This is part of a weekly series that highlights a grant the Foundation is involved with.
Everyone knows that when they’re faced with an emergency, like a fire, they can call 911, and help will be at their door in minutes.
But who do you call when you need help with an important problem, like getting your power turned back on?
“They’re both big deals,” said Centre County Community Foundation Executive Director Alfred Jones, Jr. “Crisis is in the eye of the beholder.”
A $225,000 grant that the Community Foundation received from the John S. and James L. Knight Foundation will enable residents of Centre County and 15 others counties in Central Pennsylvania to dial 211, 24 hours a day, 7 days a week, 365 days a year, for important information and referrals, from educational resources for children, to help finding an Alcoholics Anonymous meeting. Currently, Pennsylvania is one of the few states in the union that doesn’t have access to this service.
As a board member for the Community Help Centre, which runs a 24-hour helpline for Centre County, and is now the lead agency on the 211 project, Jones was aware of how useful it could be to have important information just a call away.
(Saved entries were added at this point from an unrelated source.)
PR #5335, opened 2025-08-24
AO3-7018 Added rescue to avoid error 500 when entering invalid URL in collection custom header field

katieyang:
# Pull Request Checklist

## Issue

https://otwarchive.atlassian.net/browse/AO3-7018

## Purpose

It makes it so that Error 500 gets rescued and it goes straight to the next step, so for example if something like "This will error." is entered, it would pass it to validation, where it would be caught and an error would be displayed to the user on the collections page.

## Testing Instructions

I added this test in collection_spec.rb:

`it "does not raise an 500 error when header_image_url is not a valid URL" do`
`collection.header_image_url = "This will error."`
`expect { collection.save }.not_to raise_error`
`end`

## Credit

katieyang

### DIFF
--- a/app/models/collection.rb
+++ b/app/models/collection.rb
@@ -169,6 +169,7 @@ class Collection < ApplicationRecord
 
   def cleanup_url
     self.header_image_url = Addressable::URI.heuristic_parse(self.header_image_url) if self.header_image_url
+  rescue Addressable::URI::InvalidURIError
   end
 
   # Get only collections with running challenges
--- a/spec/models/collection_spec.rb
+++ b/spec/models/collection_spec.rb
@@ -82,6 +82,12 @@ describe Collection do
       expect(collection.errors.full_messages).to \
         include /Sorry, a collection can only have 10 tags./
     end
+
+    it "does not raise an 500 error when header_image_url is not a valid URL" do
+      collection.header_image_url = "This will error."
+      expect { collection.save }.not_to raise_error
+    end
+    
   end
 
   describe "#clear_icon" do


spec/models/collection_spec.rb
```diff
@@ -82,6 +82,12 @@
       expect(collection.errors.full_messages).to \
         include /Sorry, a collection can only have 10 tags./
     end
+
+    it "does not raise an 500 error when header_image_url is not a valid URL" do
```
Bilka2: This test does not test the desired behaviour, which is that this will result in a validation error. Generally this test is a bit in the wrong place because saving a model can never result in an error 500 - error codes are generated int the controller, not the model.

app/models/collection.rb
```diff
@@ -168,6 +168,9 @@ def title
   scope :for_blurb, -> { includes(:parent, :moderators, :children, :collection_preference, owners: [:user]).with_attached_icon }
 
   def cleanup_url
+    plausible_url_regex = %r{\A(?:https?://|www\.|\S+\.\S+)}i
+    return if header_image_url !~ plausible_url_regex
+
```
Bilka2: Thank you for working on this! We'd like to deal with this by rescuing the exception instead of running another regex, e.g. how it was done in #5298

Bilka2 (changes requested):

Bilka2:
Please make sure the invalid URL generates a validation error as described in the Jira issue

app/models/collection.rb
```diff
@@ -167,8 +167,12 @@ def title
   scope :by_title, -> { order(:title) }
   scope :for_blurb, -> { includes(:parent, :moderators, :children, :collection_preference, owners: [:user]).with_attached_icon }
 
-  def cleanup_url
-    self.header_image_url = Addressable::URI.heuristic_parse(self.header_image_url) if self.header_image_url
+  def cleanup_url   
+    self.header_image_url = begin 
+      Addressable::URI.heuristic_parse(self.header_image_url) if self.header_image_url
+    rescue Addressable::URI::InvalidURIError
+      self.header_image_url
```
Bilka2, line 175: This is a good start, however the URL could now pass the other validation because it's not guaranteed to cover everything that `Addressable::URI.heuristic_parse` errors on. That can be solved by using the `url_format` validator for the URL instead of the current validation, which checks the heuristic parse as well as a regex. This is what we do for example in `prompt.rb`.

spec/controllers/collections_controller_spec.rb
```diff
@@ -6,6 +6,15 @@
 
   let(:collection) { create(:collection) }
 
+  describe "POST #create" do
+    context "when the header_image_url is invalid" do
+      it "does not error" do
+        post :create, params: { collection: attributes_for(:collection).merge(header_image_url: "This will error.") }
+        expect(response).to have_http_status(:found)
```
Bilka2: Please also check for the validation error here (it might be good to also adjust the test name to be clearer for what error is and isn't expected)

Bilka2 (changes requested):

PR #5341, opened 2025-08-30
AO3-7110 Fix flaky database seed spec

Bilka2:
## Issue

https://otwarchive.atlassian.net/browse/AO3-7110

## Purpose

Use WebMock to stub out requests to livejournal/dreamwidth that keep failing, e.g. https://github.com/otwcode/otwarchive/actions/runs/17314839517/job/49155766858. Also flip the `account_creation_enabled` setting as discussed in Slack.

## Testing Instructions

Automated tests should pass.

## Credit

Bilka

### DIFF
--- a/spec/lib/tasks/database_seed.rake_spec.rb
+++ b/spec/lib/tasks/database_seed.rake_spec.rb
@@ -1,6 +1,14 @@
 require "spec_helper"
 
 describe "rake db:fixtures:load" do
+  before do
+    WebMock.stub_request(:any, /example/)
+  end
+
+  after do
+    WebMock.reset!
+  end
+
   it "should result in valid records" do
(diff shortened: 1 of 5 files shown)


spec/lib/tasks/database_seed.rake_spec.rb
```diff
@@ -1,6 +1,14 @@
 require "spec_helper"
 
 describe "rake db:fixtures:load" do
+  before do
+    WebMock.stub_request(:any, /example/)
```
redsummernight: You can update this line in the helper instead:

https://github.com/otwcode/otwarchive/blob/def268313012f6fee9b5c0a0a7a70b8866e3c9c3/spec/spec_helper.rb#L71-L72

PR #5342, opened 2025-08-31
AO3-6167 Fixed that restricted series on user's series page weren't visible to admins

Bilka2:
## Issue

https://otwarchive.atlassian.net/browse/AO3-6167

## Purpose

Change user dashboard sidebar series count and user series page to include restricted series when logged in as admin. 

## Testing Instructions

Refer to Jira.

## Credit

Bilka

### DIFF
--- a/features/other_b/series_lock.feature
+++ b/features/other_b/series_lock.feature
@@ -65,3 +65,22 @@ Feature: Locked and partially locked series
       And I should see "Part 1 of Antiholidays"
     When I press "Update"
     Then I should see "Work was successfully updated"
+
+  Scenario: Admins can see locked series on user's series page
+    Given I am logged in as "Accumulator"
+      And I post the work "Restricted work" as part of a series "So Restrictive"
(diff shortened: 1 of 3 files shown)


features/other_b/series_lock.feature
```diff
@@ -65,3 +65,22 @@ Feature: Locked and partially locked series
       And I should see "Part 1 of Antiholidays"
     When I press "Update"
     Then I should see "Work was successfully updated"
+
+  Scenario: Admins can see locked series on user's series page
+    Given I am logged in as "Accumulator"
+      And I post the work "Restricted work" as part of a series "So Restrictive"
+      And I lock the work "Restricted work"
```
sarken: If we want to avoid the double save, we could do this to check the restricted box before posting:

```
I set up the draft etc etc
I lock the work
I post the work
```

But the phrasing on your version is nicer, so I don't mind either way!

sarken (approved):
I have wanted this for so looooong. Thanks!

PR #5350, opened 2025-09-08
AO3-7114 Update password reset error messages and redirects when logged out

Bilka2:
## Issue

https://otwarchive.atlassian.net/browse/AO3-7114

## Purpose

Update the errors shown when accessing the change password form a reset your password link with the link being malformed in some way.

## Credit

Bilka

### DIFF
--- a/app/controllers/users/passwords_controller.rb
+++ b/app/controllers/users/passwords_controller.rb
@@ -31,6 +31,20 @@ class Users::PasswordsController < Devise::PasswordsController
     super
   end
 
+  def edit
+    original_token = params[:reset_password_token]
+    reset_password_token = Devise.token_generator.digest(self, :reset_password_token, original_token)
+
+    user = User.find_for_authentication(reset_password_token: reset_password_token)
+
+    if user.nil? || user.new_record?
+      flash[:error] = t(".invalid_link") + helpers.tag.br + t(".request_again", count: ArchiveConfig.PASSWORD_RESET_COOLDOWN_HOURS)
+      redirect_to new_user_password_path and return
+    end
+
+    super
+  end
+
   protected
 
   # We need to include information about the user (the remaining reset attempts)
@@ -50,5 +64,12 @@ class Users::PasswordsController < Devise::PasswordsController
   def after_resetting_password_path_for(resource)
     resource.create_log_item(action: ArchiveConfig.ACTION_PASSWORD_RESET)
     super
+  end
+
+  def assert_reset_token_passed
+    return if params[:reset_password_token].present?
+
+    set_flash_message(:error, :no_token)
+    redirect_to new_user_password_path
   end
 end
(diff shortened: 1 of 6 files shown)


features/users/authenticate_users.feature
```diff
@@ -58,11 +58,8 @@ Feature: User Authentication
     # password reset link should no longer work
     When I log out
       And I follow "Change my password." in the email
-      And I fill in "New password" with "override"
-      And I fill in "Confirm new password" with "override"
-      And I press "Change Password"
-    Then I should see "We couldn't save this user because:"
-      And I should see "Reset password token is invalid"
+    Then I should see "This password reset link is invalid or expired. Please check your email for the most recent password reset link."
+      And I should see "Forgotten your password?"
```
sarken: Could we replace this with `I should be on the new user password page`? (If you wanted to rename it to something like "the forgot password page" for clarity, this is the only file it's used in.)

app/controllers/users/passwords_controller.rb
```diff
@@ -31,6 +31,20 @@ def create
     super
   end
 
+  def edit
+    original_token = params[:reset_password_token]
```
sarken: This is clear to me right now because I just read the issue and know the context, but in general, I think "original_token" would make me expect that this was always going to correspond with the original, correct token we sent the user. It wouldn't immediately occur to me the token in the URL might have been mangled.

Could we add an explanatory comment? Just something above the variable like, "The token from the URL, which might be expired or incorrect (e.g., due to copy/paste error)." Or even something above the whole method explaining we want to give a friendlier error in case the token in the URL has a typo/is expired.

config/locales/models/en.yml
```diff
@@ -212,6 +212,8 @@ en:
               invalid: must be %{min_login} to %{max_login} characters (A-Z, a-z, _, 0-9 only), no spaces, cannot begin or end with underscore (_).
             password_confirmation:
               confirmation: doesn't match new password.
+            reset_password_token:
+              invalid: This password reset link is invalid or expired. Please request a new password reset instead.
```
sarken, line 216: Just checking -- is this a giant pain to test?

lydia-theda: You should be able to get this message by entering a fake keysmash (or just clicking the link in the issue since KEYSMASH isn't a valid token), rather than waiting 7 days. At least, I'm pretty sure there's no reason to test actual expiry since that behavior isn't changing?

sarken: I meant an automated test -- there isn't one for this message, which is the error that's given when the token expires after you've successfully used it to access `/users/password/edit` but before you submit the form. (The fake keysmash scenario you mentioned gets the `no_token` message above and is covered in the test on line 29 of the specs.)

Bilka2: Yes, it is a pain. What devise does is redirect to the edit page, without any url params. So trying to check for the error in the test just gives back the blank token error (due to the lack of url params), instead of the error we're trying to check for. Theoretically I could set up a cucumber test where the token expires at the right time but that doesn't feel worth it for something that is just a locale change

sarken: Okay, cool. The cuke was the only solution I could think of too and it does seem like overkill, but I just wanted to double check in case it was an oversight.

sarken (approved):

PR #5354, opened 2025-09-11
AO3-7002 Set up skin chooser skins in development 

weeklies:
## Issue

https://otwarchive.atlassian.net/browse/AO3-7002 

## Purpose

Rewrite and use <s>load_user_skins</s>`load_official_skins` during the initialization process.

* Use File.exist? over removed File.exists?
* Update README
* Add support for parent_only skins through parent and top level skin subdirectories 
* Add support for `/* MEDIA: */` and `/* MEDIA: ENDMEDIA */`
* Set up Basic Formatting work skin as well

To reduce complexity, the following unused features are removed:
* Remove support for `/* REPLACE: */`
* Remove support for multiple skin declarations using `/* END SKIN */`

This does not change production behavior.

### DIFF
--- a/spec/lib/tasks/skin_tasks.rake_spec.rb
+++ b/spec/lib/tasks/skin_tasks.rake_spec.rb
@@ -37,15 +37,12 @@ end
 describe "rake skins:load_official_skins" do
   before do
     allow($stdin).to receive(:gets).and_return("n")
-
-    allow(Skin).to receive(:skin_dir_entries).with(user_skin_path, anything).and_return(["test_skin.css", "child_skin.css"])
-    allow(File).to receive(:read).with(/.*css/).and_return(
+    allow(File).to receive(:read).with(/.*css/).and_return("")
+    allow(File).to receive(:read).with(/top_level/).and_return(
       "/* SKIN: Test Skin */",
       "/* SKIN: Child */\n/* PARENTS: Parent */"
     )
-
-    allow(Skin).to receive(:skin_dir_entries).with(parent_skin_path, anything).and_return(["parent_skin.css"])
-    allow(File).to receive(:read).with(/.*parent_skin\.css/).and_return("/* SKIN: Parent */\n#unused-selector { content: none; },")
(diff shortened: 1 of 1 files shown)


app/helpers/application_helper.rb
```diff
@@ -160,7 +160,7 @@ def link_to_help(help_entry, link = '<span class="symbol question"><span>?</span
     #  help_file = "#{ArchiveConfig.HELP_DIRECTORY}/#{Locale.active.language.code}/#{help_entry}.html"
     #end
 
-    unless !help_file.blank? && File.exists?("#{Rails.root}/public/#{help_file}")
+    unless help_file.present? && File.exist?("#{Rails.root}/public/#{help_file}")
```
weeklies, line 163: This wasn't part of the issue, but I thought fixing the broken `File.exists?` here too would be helpful.

public/stylesheets/README.md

So when the Community Foundation’s Knight Foundation liaison suggested CCCF apply for the Information Challenge Grant, which funds local news and information projects in an effort to ensure that residents are informed and engaged, Jones mentioned the possibility of a 211 program, and the liaison thought it sounded like just the kind of innovative project the Knight Foundation would love to fund.
And she was right. It was.
Since receiving the grant in 2009, the Community Foundation and other organizations have been working on the project in a variety of ways, one of which is gathering comprehensive data so that a call from someone in Bedford County will result in that person getting the information they need, even if the person answering their call is located in State College.
Another important aspect of the program is operator training.
211 operators are much more than a talking phone book. They are trained to identify the specific needs of the callers, many of whom may not know exactly what they’re looking for.
“They’ll get the right resources the first time,” Jones said. “It’s better than self-diagnosing your needs and picking a number out of the phone book.”
CCCF has also been working on raising matching funds for the grant with the help of others, such as community foundations, local governments and private donors, and has raised almost $100,000.
Jones expects 211 to be up and running before the new year.